# Waders for cold weather



## Wormdunker69 (Apr 8, 2004)

Just purchased a pair of 1,000 Thinsulate waders from Rodmaker's Shop for $113.00 and change. Being an old(?) fellow as I am, if these don't keep me warm when Steelie fishing then I guess it is time to put the noodle rod away and wait for warm weather. OK, that is all I have to say. Bill


----------



## Darwin (Apr 12, 2004)

I got myself a pair of 1000 grams thinsulate trapping waders from Cabelas last year. These things are the most rugged pair of waders I have ever had. They are a little stiff and kinda hard to walk in if you have a long walk but they do keep you warm. I do a little bit of trapping and a lot of waterfowl hunting and they are great for that. If I have a long walk to get to my hunting spot I usually pack them in and put them on when I get to my spot.


----------



## Gotravel (Apr 11, 2004)

Buddy If you are still cold in 1000 grams, you might think about looking at a fleece liner. They should keep the cold away from your body and you a lot warmer. Always make sure you eat before you fish. A little fuel in the stove keeps the fire going. Mike


----------



## Walter Adkins (May 20, 2004)

Are your waders neoprene? I have a pair of 4mm neoprene that I use for fishing in the winter. They work just fine even if the water has ice on it.

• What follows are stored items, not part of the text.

PR #289, opened 2015-01-24
Added new IDetermineMessageOwnership implementation for using existing i...

DixonD-git:
...mplementations as chain-of-responsibility

### DIFF
--- a/src/Rebus.Extensions/DetermineMessageOwnershipFromOtherDeterminers.cs
+++ b/src/Rebus.Extensions/DetermineMessageOwnershipFromOtherDeterminers.cs
@@ -2,7 +2,7 @@
 using System.Collections.Generic;
 using System.Linq;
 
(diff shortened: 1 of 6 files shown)


mookid8000:
Hi @DixonD-git , thanks for your contribution! I'm not going to add it to Rebus core though, because I want to avoid adding too many configuration options and ways of doing things to the core in order to keep it simple and focused.

I do appreciate your work though :), and I'll be happy to accept your PR if you move it to the [Rebus.Extensions](https://github.com/rebus-org/Rebus/tree/master/src/Rebus.Extensions) project which I think would be the appropriate place for this.

DixonD-git:
Hi @mookid8000 ! I have moved the code to Rebus.Extensions as you requested.

mookid8000:
excellent! it's available in 0.78.0 on NuGet.org now

PR #290, opened 2015-01-27
Idempotent Sagas extensions for Rebus

pruiz:
Hi,

Currently when an unexpected error is thrown (ie. connection to broker is lost) after a saga handler has been invoked and it's saga data has been persisted, but the message has not been acknowledged at/by the broker, the message will be reprocessed later on as expected. However, in such situations manual (and sometimes hard to maintain) defensive coding has to be applied to avoid duplicating side-effects from handling a message twice.

This pull-req add a pseudo-automatic Idempotent sagas feature which allows, by reusing (and extending) existing sagas mechanism, so in cases where a saga handler has been invoked, and it's data has been persisted, but the actual message was not acknowledged, rebus will avoid invoking (already invoked) sagas  and automatically re-play any previously generated side-effects (ie. bus transmissions/publishes).

The general idea behind this feature is being able to provide a way to automatically capture any message sent by user code invoking 'IBus' during a saga's handle method, so we serialize and save those messages as part of a saga's data bucket. This way, once a saga has been persisted, so are it's emitted messages (side effects).. And when time comes to re-invoke an already processed handler for an existing saga (with existing side-effects), we will be skipping such handler and simply re-send all messages to network.

In order to be backwards compatible and avoid breaking any existing code, this feature only applies to sagas inheriting from 'IdempotentSaga', which involves implementing/extending your SagaData with IIdempotentSagaData. This interface exposes a new class 'IdempotentSagaResults' which holds a serialized copy of the incoming message (just for diagnosing purposes) and a list of any emitted 'side-effects'.

Also, a future benefit from this works may be being able to avoid the restriction of having only one single Saga handler for a given message when a persister does not implement ICanUpdateMultipleSagaDatasAtomically (see note below). As when using this solution, when two or more IdempotentSagas are being executed, we can recover from an unexpected error happening in the middle of the execution pipeline.

This has been implemented as an independent project, but we needed to add a couple of hooks within Rebus's internals, so sending the whole feature (the IdempotentSagas project, our unit tests, etc.) in one single pull-req seemed the best way forward. However, as always, we are undoubtedly open to suggestions and improvements, in order to get this merged into mainline. ;)

Regards
Pablo

NOTE: I've not removed the current check against ICanUpdateMultipleSagaDatasAtomically, as I do not see right now how to do it only when all registered (ie. handlers to be invoked) are of IdempotentSaga type, w/o introducing a dependency on IdempotentSaga into Rebus' main assembly. :?


mookid8000:
wow,  that is an impressive piece of work! :)

Overall, I'm very positive about this solution - I've pondered a few time myself whether it would be possible to implement a truly idempotent saga, and it seems like you've accomplished this.

There's a few things that I'm less positive about, and that's the additions to Rebus core. I'm not sure there is any other way to do what you're doing though, so I guess that it is allright :) in particular, I'm not sure about the `SkipHandler`/`DoNotSkipHandler` thing on `IMessageContext`...... so I'm curious whether we could come up with a more elegant way of skipping one particular handler?

There's a slight overlap with the [IInspectHandlerPipeline](https://github.com/rebus-org/Rebus/blob/master/src/Rebus/IInspectHandlerPipeline.cs) service which would probably be able to provide the service you require.

I'm thinking that maybe you could install a decorator over `IInspectHandlerPipeline` which could be used to skip certain handler types, simply by filtering them out of the pipeline.

pruiz:
Hi,

Yeah, I wasnt too glad regarding SkipHandlers either, but initially it was a 'boolean' property (DoNotHandle) which was set at BeforeHandling, and reseted by Dispatcher/AftarHandling... And of course that was much worst.. ;)

I digged a bit at IInspectHandlerPipeline, but from what I saw, it is called early on by Dispatcher using something like (inspecthandlersPipeline.ToArray()) so it is computed with 'eager loading', and as such it wont defer evaluation until the point where we sure know that we want to skip a handler.. :?

Maybe we can modify it somehow to fit our purposes w/o breaking existing use cases, I just need a bit of enlightenment from your side.. ;)

mookid8000:
oh yeah, of course - there's a little bit of chicken-and-egg theme in this, because right now the order of operations is:

1. generate pipeline of handlers
1. iterate through handlers
1. if the handler is a saga handler, load the saga

which means that my proposed solution is not possible, because the saga instance (and thus the knowledge that this particular msg has already been processed) is not loaded until right before dispatch....


hmm... gotta think about this some more :)

pruiz:
Yeah, that's the issue I was refering too.. ;)

We thought about a few alternates (like dynamically generating proxy clases of SagaHandlers so we could 'proxy' the Handle() method and conditionally avoid running the real instance's Handle() when needed.. But that looked even more complex and not really worth the effort.

pruiz:
Hi Mogens,

Did you had a chance of thinking about this? ;)

Regards

mookid8000:
Yeah well.... still thinking! :) I have this feeling that there's a better way to indicate that a handler must be skipped, and I'm sure that way will become clear to me...

pruiz:
Hi,

No news on this front? ;)

Just let me know if there some kind of experiment you want me to try.. heh

mookid8000:
Hi @pruiz , sorry about the slow reaction on my part - I still haven't come up with a better solution than yours - but I haven't really had any time to look at the code really... I'll do it, I promise - thanks for your patience :)

pruiz:
ping.. ;)

mookid8000:
Thanks for the ping - I'll see if I can integrate your solution now :)

mookid8000:
excellent work @pruiz, and thank you for your patience :) I've finally gotten around to merge it and will release your contribution in 0.81.0 which is on NuGet.org in a few minutes :+1:

PR #293, opened 2015-02-04
DryIoc

DixonD-git:
Integration for DryIoc container.


mookid8000:
DryIoc container adapter is out in 0.78.1, on NuGet.org within a few minutes - thanks :)

DixonD-git:
It seems that you have put wrong dependency on NuGet - it says  Rebus.DryIoc (≥ 2.0.0-preview181) which should be DryIoc (≥ 2.0.0-preview181)

mookid8000:
oh shit, you're right! I'll push 0.78.2 right away

:smiley:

I just wish that I could keep my hands warmer in below freezing weather. Wet fingers and 10 degree weather just do not mix.


----------



## Gotravel (Apr 11, 2004)

Cold hands can shorten any day. Your nose and fingers are exposed to the wind and water and it can get difficult. We fished every week last winter in the Mad except for two. Thats a lot of ice in the rod guides. I always wear golves with the fingers tips cut off. There's a lot on the market but I cut my own. I carry an extra pair in case they get wet. Wet fingers are really cold so try using the small hand warmers in a pocket and take short breaks. Idle hands get colder. These little chemical warmers can really extend a days fishing. 
I use 3.5 mil neoprene with no problem. If I'm fishing deeper water all day, I find I can get a little cooler and chilled by the end of day. Layers can really help. I nick named one fellow we fish with scout. Seems he always finds a way test my legs by hiking miles to the next hole. The 3.5 mil are great walking waders. I fished this past Wed and managed a 12 and 15 inch Brown. Best day in a while. It's about time to put the baot in storage I guess. Can't wait for the snow! Mike


----------